ASSIGNMENT =
Once you have read the records, write them out again exactly.

Collected data entries
══════════

PR #124, opened 2017-05-16
Examples from testsml

o-:
@mhyee I cannibalized your #114 and added the necessary bugfixes


mhyee (approved):
Thanks for the fixes!

gasche:
Merged! With these changes, coverage increases from 84.31% to 84.82%.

══════════

COMPLETED TASK =
PR #124, opened 2017-05-16
Examples from testsml

o-:
@mhyee I cannibalized your #114 and added the necessary bugfixes


mhyee (approved):
Thanks for the fixes!

gasche:
Merged! With these changes, coverage increases from 84.31% to 84.82%.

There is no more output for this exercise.